The Hospital Hill Half Marathon is the second longest running half marathon in the country. On it's 37th year, Megan and I decided to tackle this notorious monster. In the months and weeks leading up to the 13.1 miles, I found myself asking veterans and new runners alike what to expect, and how to prepare. At the GOTR 5k, I was told that if we could finish the Topeka to Auburn half we could definitely finish Hospital Hill. TtoA was Megan's first half, and my worst. So you tell me-reassuring or repulsive advice?
Regardless, Saturday we both showed up and ready to "conquer the hill." Well "ready" is a relative term. This was my fundraising race for KCREGAP, and I was running around helping with the booth and getting everything situated. I didn't stagger to the starting line until 6:58, and was finding my pace team while they were counting the seconds to guntime. Megan and I didn't ride together, and she left her phone in the car so I was also frantically searching for my solemate.

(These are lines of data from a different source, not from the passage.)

PR #566, opened 2023-02-23
Axis definitions

lfarv:
Many functions require the user to specify a coordinate axis (x, p<sub>x</sub>, y, p<sub>x</sub>, &delta;, c&tau;)  or a plane (horizontal, vertical or longitudinal).
A new module `axisdef.py` introduces helper functions to make the specification of coordinate axes or plane selection easier.

These functions supersede the `axis_descr` function of the `utils.py` module.

### DIFF
--- a/pyat/at/lattice/axisdef.py
+++ b/pyat/at/lattice/axisdef.py
@@ -1,9 +1,11 @@
 """Helper functions for axis and plane descriptions"""
 from __future__ import annotations
 from typing import Optional, Union
+# For sys.version_info.minor < 9:
+from typing import Tuple
 
 AxisCode = Union[str, int, slice, None, type(Ellipsis)]
-AxisDef = Union[AxisCode, tuple[AxisCode, AxisCode]]
+AxisDef = Union[AxisCode, Tuple[AxisCode, AxisCode]]
 
 _axis_def = dict(
     x=dict(index=0, label="x", unit=" [m]"),
@@ -36,11 +38,6 @@ _plane_def['x'] = _plane_def['h']
 _plane_def['y'] = _plane_def['v']
 _plane_def[None] = dict(index=slice(None), label="", unit="", code=":")
 _plane_def[Ellipsis] = dict(index=Ellipsis, label="", unit="", code="...")
-
-_no_def = {
-    None: dict(index=slice(None), label="", unit="", code=":"),
-    Ellipsis: dict(index=Ellipsis, label="", unit="", code="...")
-}
 
 
 def _descr(dd: dict, arg: AxisDef, key: Optional[str] = None):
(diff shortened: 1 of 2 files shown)


pyat/at/lattice/axisdef.py
```diff
@@ -0,0 +1,163 @@
...
+
+          1, 'px', PX', 'xp'
+
+          2, 'z', 'Z'
+
+          3, 'py', 'PY', 'yp'
+
+          4, 'dp', 'delta'
+
+          5, 'ct'
```
swhite2401, line 74: What about `s` , this is also a notation that is used very often

pyat/at/lattice/axisdef.py
```diff
@@ -0,0 +1,163 @@
...
+
+    Parameters:
+        plane:          plane code or tuple[plane code] selecting planes.
+          planes for the 3 planes are:
+
+          0, 'h', 'H', 'x' for horizontal plane,
+
+          1, 'v', 'V', 'y' for vertical plane,
+
+          2, 'l', 'L' for the longitudinal plane
```
swhite2401, line 129: Again why not `z` or `s` ? This is much more natural that `L` that is never used as it generally defines a length

swhite2401:
Very useful!

pyat/at/lattice/axisdef.py
lfarv: Right! Added 's'

pyat/at/lattice/axisdef.py
lfarv: I initially wanted to distinguish axes  (x, p<sub>x</sub>,...) and planes (h <=> (x, p<sub>x</sub>)...). But you are right, it seems unavoidable to also use x, y, z for planes.

pyat/at/lattice/axisdef.py
```diff
@@ -0,0 +1,164 @@
...
+
+    Parameters:
+        axis:           axis code or tuple of axis codes selecting axes in the
+          standard AT coordinate system. codes for the 6 axes are:
+
+          0, 'x', 'X'
+
+          1, 'px', PX', 'xp'
+
+          2, 'z', 'Z'
```
swhite2401, line 69: I did not see this.... `z` notation for the vertical axis is really not used by many anymore and for very good reasons.... in case you insist in keeping it could you at least add `y` and `Y` to the list?

pyat/at/lattice/axisdef.py
```diff
@@ -0,0 +1,164 @@
...
+
+          3, 'py', 'PY', 'yp'
+
+          4, 'dp', 'DP', 'delta'
+
+          5, 'ct', 'CT', 's'
```
swhite2401, line 75: What about `S` ?

pyat/at/lattice/axisdef.py
```diff
@@ -0,0 +1,164 @@
...
+    h=dict(index=0, label="x", unit=" [m]"),
+    v=dict(index=1, label="y", unit=" [m]"),
+    l=dict(index=2, label="z", unit="")
+)
+for xk, xv in [it for it in _plane_def.items()]:
+    xv['code'] = xk
+    _plane_def[xv['index']] = xv
+    _plane_def[xk.upper()] = xv
+_plane_def['h'] = _plane_def['x']
+_plane_def['v'] = _plane_def['y']
```
swhite2401, line 39: Either this or the _plane_def initialization has to be modified

pyat/at/lattice/axisdef.py
```diff
@@ -0,0 +1,164 @@
...
+def axis_(axis: AxisDef, key: Optional[str] = None):
+    r"""Return axis descriptions
+
+    Parameters:
+        axis:           axis code or tuple of axis codes selecting axes in the
+          standard AT coordinate system. codes for the 6 axes are:
+
+          0, 'x', 'X'
+
+          1, 'px', PX', 'xp'
```
swhite2401, line 67: Is `xp` (which for me corresponds to `x'`) really something we want to allow in AT, I think this brings confusion w.r.t. coordinates definitions

pyat/at/lattice/axisdef.py
lfarv: Typo: should be y and Y

pyat/at/lattice/axisdef.py
lfarv: Ok, I remove xp and yp

swhite2401 (approved):

PR #569, opened 2023-02-28
Bug fix on atrotatelattice

lfarv:
the Matlab function `atrotatelattice` was not updating the `cavpts` ring property which is stored in the RingParam element (bug reported be @simoneliuzzo). This is corrected.

In addition, as this function appears to be used, it is moved from the `pubtools` directory (non-validated functions) to the standard `atmat/lattice` directory.


simoneliuzzo (approved):
I have tested the method with and without RingParam element in the lattice. It appears working as expected.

Guntime. I'm off and somewhat panic stricken. I can not do this race alone. Thinking I couldn't do alone, but knowing I just couldn't not do it I set out. I nervously searching among the heads of runners, looking behind me and as I decided to look forward instead of behind me Megan taps my shoulder. She doesn't know this, but I could have cried in that second. In a race of nearly seven thousand she spotted me within a minute of guntime.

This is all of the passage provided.